PR #249, opened 2021-06-09
rebalance: interchangeable route search strategy

gallizoltan:


m-schmoock:
@gallizoltan

Something like that would be cleaner, yes.
Without going into details, is there a functional difference in using `getroute_basic` or `msatfactor` 1 and `maxhops` 0?

gallizoltan:
> @gallizoltan
> 
> Something like that would be cleaner, yes.
> Without going into details, is there a functional difference in using `getroute_basic` or `msatfactor` 1 and `maxhops` 0?

@m-schmoock Yes, the functional difference is `maxhops` is not iterative in `getroute_basic`. It will not try `getroute(maxhops=1)` and will not fill my logs with `INFO gossipd: Minimal possible route...` messages.

rebalance/rebalance.py
```diff
@@ -625,14 +664,27 @@ def init(options, configuration, plugin):
...
-               f"erringnodes:{plugin.erringnodes}")
+               f"erringnodes:{plugin.erringnodes} "
+               f"getroute: {plugin.getroute.__name__}")
 
 
+plugin.add_option(
+    "rebalance-getroute",
+    "default",
+    "Getroute method for route search"
+    "Can be 'default' or 'basic' for simple search"
```
m-schmoock, line 685: We should point out the differences here a bit and maybe rename default to iterative. Like:
```
"Can be 'basic' or 'iterative'. "
"'basic': Tries all routes sequentially." 
"'iterative': Tries shorter and bigger routes first."
```

rebalance/rebalance.py
```diff
@@ -128,6 +128,49 @@ def calc_optimal_amount(out_ours, out_total, in_ours, in_total, payload):
...
+class NoRouteException(Exception):
+    pass
+
+
+def getroute_basic(plugin: Plugin, targetid, fromid, excludes, msatoshi: Millisatoshi):
+    try:
+        return plugin.rpc.getroute(targetid,
+                                   fromid=fromid,
+                                   exclude=excludes,
+                                   msatoshi=msatoshi,
```
m-schmoock, line 140: The `getroute_basic` method currently ignores the `plugin.msatfactor_effective`.
I know that's likely by intention, just want to point that our at line 534, it will be set to 1 for `rebalanceall`.

Not sure how you see that, maybe we want to set the `getroute_xyz` method as a parameter to the `rebalance` method. I can see the point in using basic for `rebalanceall`.

m-schmoock (commented):
Hey, Sorry it took a while... :)
Here is my first rounds of thoughts.

rebalance/rebalance.py
gallizoltan: It can be a parameter to the `rebalance` method of course. On the other hand, it usually makes the code cleaner, if we do not use too many parameters for functions. And `rebalance` already has 8 parameters.

m-schmoock: Yes I know. But if we add this as a parameter, we can remove the two "maxhops" and "msatfactor" as they were only added in order to have `rebalanceall` setting other values. And we are down to 7 parameters :)

m-schmoock (changes requested):
Better, still lines 536-538 (`rebalanceall`) needs a change to make use of latest change

gallizoltan:
> Better, still lines 536-538 (`rebalanceall`) needs a change to make use of latest change

Yep, sorry, I forgot that.

rebalance/rebalance.py
```diff
@@ -492,7 +535,7 @@ def maybe_rebalance_pairs(plugin: Plugin, ch1, ch2, failed_channels: list):
         try:
             res = rebalance(plugin, outgoing_scid=scid1, incoming_scid=scid2,
                             msatoshi=amount, retry_for=1200, maxfeepercent=0,
-                            exemptfee=maxfee, maxhops=6, msatfactor=1)
+                            exemptfee=maxfee)
```
m-schmoock, line 538: Do we want `getroute_method=getroute_basic` for this? Long running rebalanceall does not need to be optimized, we want to try all routes because we have time, no?

m-schmoock: Twitter dup: Should we add an `getroute_lowfee` option that tries with lower fees first and then increases when no route found? That could also be awesome for rebalanceall.

gallizoltan: > Do we want `getroute_method=getroute_basic` for this? Long running rebalanceall does not need to be optimized, we want to try all routes because we have time, no?

I'm not sure. This way we have an option to select `getroute_method` for `rebalanceall`.

m-schmoock: The reason we used maxhops 6 and msatfactor 1 here before was to partly disable the 'short and big pipes first's' optimization we added per Default. I suggested this because we have plenty of time when using rebalanceall. 

Using 'first and short routes first' does make sense for manual rebalances where the user expect a successful result within 60seconds, which 'getroute_basic' hardly delivers.

I suggest we add a 'getroute_smallfee' iteration function and use that for rebalance all or go with 'getroute_basic'.

gallizoltan: I think it is good this way right now.
1) Most importantly: `getroute_method` is not hard-coded, it can be modified by config.
2) The default method is `iterative`: it uses big channels first. This is a good thing, not because of the time, but because most likely it will not mess up my neighbors' channels.
3) `getroute_smallfee` is a great idea. This PR makes `getroute` interchangeable, and we can implement `getroute_smallfee` later, in a different PR. Even we can make it the default `getroute_method`.

m-schmoock: Agreed, let me test this in production a bit and then we can merge if there are no issues...

m-schmoock:
Concept ACK

m-schmoock:
tACK

PR #250, opened 2021-06-15
rebalance: nits

m-schmoock:


m-schmoock:
@gallizoltan Nothing special I guess, just a second set of eyes as usual...

I wanted to start with the `getroute_lowfee` method but figured that it gets more complicated and we should use gossmap support and own routing for that i.e. by utilizing something like https://github.com/ElementsProject/lightning/pull/4582/files .
`getroute` does not have a good option to control fees.

Maybe we start with MPP or Gossmap custom routing next...

rebalance/rebalance.py
```diff
@@ -655,7 +663,7 @@ def rebalancestop(plugin: Plugin):
     plugin.mutex.acquire(blocking=True)
     plugin.rebalance_stop = False
     plugin.mutex.release()
-    return {"message": "Rebalance stopped"}
+    return {"message": plugin.rebalanceall_msg}
```
gallizoltan, line 666: Wow! What an idea! This will be really informative!

gallizoltan (approved):
LGTM!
........
## About this task
Count, in the data above, the lines that hold "first". Return only that count.

## Answer for this exercise
6